White Winstanley Director has one of the top 20 most read articles in 2017-2018

Wiley Publishers have informed White Winstanley Ltd Director, Dr Edward White, that one of his recent research papers* was the top downloaded article from the International Journal of Mental Health Nursing and one of the top 20 most read articles in 2017-2018.

His article traced the historical development of clinical supervision to show a creditable evidence base had accumulated to demonstrate a positive effect on supervisees. However, comparatively little research evidence has entered the public domain on any effect that clinical supervision might have on other nominated outcomes.

In Australia, developments in clinical supervision were recently prompted by initiatives at national and State levels. Since 2010, lead agencies for these have sought feedback from professional bodies and organizations on a number of inter-related draft policy documents.

His article tracked changes over time between the draft and final versions of these documents in New South Wales, and reviewed the original sources of literature cited within them.  The strength of evidence upon which the final published versions were reportedly predicated was scrutinized.

Upon examination, Dr White found that claims to the wider benefits of clinical supervision were found to be unconvincingly supported, not least because the examples selected by the agencies from the international literature and cited in their respective documents were either silent, parsimonious, or contradictory.

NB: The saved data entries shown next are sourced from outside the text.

PR #783, opened 2024-07-01
TCK cannot require Contains, EndsWith, IgnoreCase, Like, Null, StartsWith for Document and Graph

### LINKED ISSUE #781: [clarification]: IgnoreCase should be optional, but it is mandatory by TCK.
### Specification

https://github.com/jakartaee/data/blob/main/spec/src/main/asciidoc/method-query.asciidoc

> An implementation of Query by Method Name backed by a document or graph database is not required to support Contains, EndsWith, StartsWith, Like, IgnoreCase, In, or Null. A repository method must raise java.lang.UnsupportedOperationException or a more specific subclass of the exception if the database does not provide the requested functionality.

He found that many claims remain at the level of folklore/hypothetical propositions, therefore, and stayed worthy of rigorous empirical testing and faithful public reporting. He acknowledged that such investigations are notoriously difficult to conduct and identified noteworthy examples in the contemporary literature that signpost robust ways forward for empirical outcomes-orientated research, the findings from which might strengthen the evidence base of future policy documents.

*White E [2017] Claims to the benefits of Clinical Supervision: a critique of the policy development process and outcomes in New South Wales, Australia. International Journal of Mental Health Nursing, 26, pp65–76 [ISSN 1445-8330].